Dlaczego tak deprecjonujecie wsady i zwycięstwo LaVinea? Przecież pomiędzy nogami z linii osobistych jest lepsze niż skakanie nad maskotką, które z kolei kojarzy mi się z tymi cyrkami z poprzednich lat.
@Listonoszniedoręczawniedzielę – dokładnie. Poza tym Gordon odpycha się od głowy maskotki, przez co wydaje się, że skacze dużo wyżej. Według mnie Lavine robi to z gracją i łatwością, odmiennie od odrobinę „czołgowatego” Gordona. Poza tym, jeśli ktoś próbował zrobić choćby dwutakt z przełożeniem piłki pod nogą, wie jaki poziom trudności zaprezentował Lavine.
Zgadzam sie z wami :)
Panowie, to były z ich strony kosmiczne wsady, a Gordon nad maskotką, gdzie „usiadł” w powietrzu, tam nie było, żadnego odpychania się. Tu jest remis, bo tak samo to z osobitych to kosmos jest.

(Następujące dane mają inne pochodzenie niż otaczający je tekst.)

PR #747, opened 2021-03-05
Add timer.AfterFunc

Bolodya1997:
# Issue
There is an issue with `time.AfterFunc` and `time.Timer` returned from there:
* if `Timer.Stop()` returns `false`, there is no way to get information about function status - we only knows that it has been started in some time before.
# Solution
Close `Timer.C` on successful `Timer.Stop` or function return. Now we can use such code to make sure that no timer logic is more executing:
```go
if !timer.Stop() {
    <-timer.C
}
// Here we know that function hasn't been started or already has been finished.
```

### DIFF
--- a/pkg/tools/timer/timer.go
+++ b/pkg/tools/timer/timer.go
@@ -1,0 +1,96 @@
+// Copyright (c) 2021 Doc.ai and/or its affiliates.
+//
+// SPDX-License-Identifier: Apache-2.0
+//
+// Licensed under the Apache License, Version 2.0 (the "License");
+// you may not use this file except in compliance with the License.
+// You may obtain a copy of the License at:
+//
+//     http://www.apache.org/licenses/LICENSE-2.0
+//
+// Unless required by applicable law or agreed to in writing, software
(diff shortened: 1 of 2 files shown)


haiodo (approved):

pkg/tools/timer/timer.go
```diff
@@ -0,0 +1,96 @@
...
+	t := &Timer{c: make(chan time.Time, 1)}
+	t.C = t.c
+
+	t.timer = time.AfterFunc(d, func() {
+		f()
+		close(t.c)
+	})
+
+	return t
+}
```
denis-tingaikin, line 96:
```suggestion
func AfterFunc(t time.Duration, f func()) *time.Timer {
  done := make(chan time.Time)
  result := time.AfterFunc(t, func() {
	  f()
	  close(done)
  })
  timerr.C = done
  return result
}
```

denis-tingaikin (commented):
This looks overdesigned to me.

Please look at the suggestion.

Also, we can revert this and use the suggestion directly where it is needed.

Issue #724, opened 2021-02-22
nsmgr should call close in case if on backward from nse happens an error


denis-tingaikin:
## Steps to reproduce

1. create nse that opens some resource on request by connId or use ipam server.
2. add to forwarder logic that on backward something happens and  return an error
3. deploy nsmgr, frorwarder, nsc, nse

Actual: nse has leaked resource for a timeout.
Expected: nsmgr could call close for nse

artem-belov:
I suggest 2 possible solutions here:
1. Review all chain elements for posible issues: when Request passed successfully but then it got error on the chain server/client by other reasons. But it is not guarantee  all leakes be solved
2. Add `Close` on discovery server if Request was failed. Also it require removing protection of closing unexisting connection (for example in `timeout` server). But it will require Close through whole path on every failed Request

denis-tingaikin:
@edwarnicke ^^^

edwarnicke:
@artem-belov @denis-tingaikin lets think about this a bit broader than just the NSMgr.

What is the proper behavior of any Client when it receives an error?

The Client's chain may have done work that needs to be cleaned up, and so needs the 'Close' down the chain to behave properly.  But we probably also would rather *not* have every chain element 'Close' down the chain on return of error from something further down the chain.  Example of what we don't want would be:

edwarnicke:
Thinking about this a bit more... basically, we need it to be the case that:

a)  If an error is returned to a chain element from ```next.Client(ctx).Request(...)```, that chain element should Close downstream of itself
b) If a chain element receives a Close call for a connection id it is not active for, it should simply return ```&empty.Empty,nil``` without calling the Close down the chain

If we think that's the right behavior, then I would also say we are unlikely to get chain element authors to reliably get it right, and further, its going to be a burden on them to do so.

Would it then make sense to have a 'Closer' wrapper, similar to the wrapper we have for tracing to implement that logic for chain elements?  Could we then inject it via 'Next' ?

denis-tingaikin:
> If we think that's the right behavior, would it then make sense to have a 'Closer' wrapper, similar to the wrapper we have for tracing to implement that logic for chain elements? Could we then inject it via 'Next' ?

I also thought about this and it looks perfect to me :)

edwarnicke:
@denis-tingaikin Actually... I poked at doing this and no longer think its the right behavior.  Here's why:

[...]

PR #765, opened 2021-03-11
Fix ipam next error

Bolodya1997:
# Issue
`ipam` chain element doesn't free newly selected IP addresses if next server returns an error.

# Solution
If IP addresses have been selected in this `Request` and next server returns an error we should free them.

### DIFF
--- a/pkg/networkservice/ipam/point2pointipam/server.go
+++ b/pkg/networkservice/ipam/point2pointipam/server.go
@@ -90,16 +90,16 @@ func (s *ipamServer) Request(ctx context.Context, request *networkservice.Networ
 
 	excludeIP4, excludeIP6 := exclude(ipContext.GetExcludedPrefixes()...)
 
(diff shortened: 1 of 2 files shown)


denis-tingaikin:
It makes sense for pass thought cases.

It seems the root cause of this issue is https://github.com/networkservicemesh/sdk/issues/724

denis-tingaikin (changes requested):
Let's try to consider this issue in solution for https://github.com/networkservicemesh/sdk/issues/724

edwarnicke:
@denis-tingaikin As noted in https://github.com/networkservicemesh/sdk/issues/724#issuecomment-799524979 I think we may need to handle this in a more localized manner.

denis-tingaikin:
@edwarnicke ok, then this can be merged :)

denis-tingaikin (approved):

@Marek 1:31 i 2:56 zwróć uwagę na ułożenie dłoni i pochylenie się głowy maskotki pod wpływem nacisku. To jak skok przez kozła z podparciem i bez – robi dużą różnicę.
Maskotka wcale nie jest taka zła, w sensie że skakanie nad nią.
Gordon miazga, szczególnie trzeci dunk z maskotką, jak on te nogi uniósł? :D
LaVine? Ciągle to samo, za rok jeśli wystartuje to jego dunki będą już nudne.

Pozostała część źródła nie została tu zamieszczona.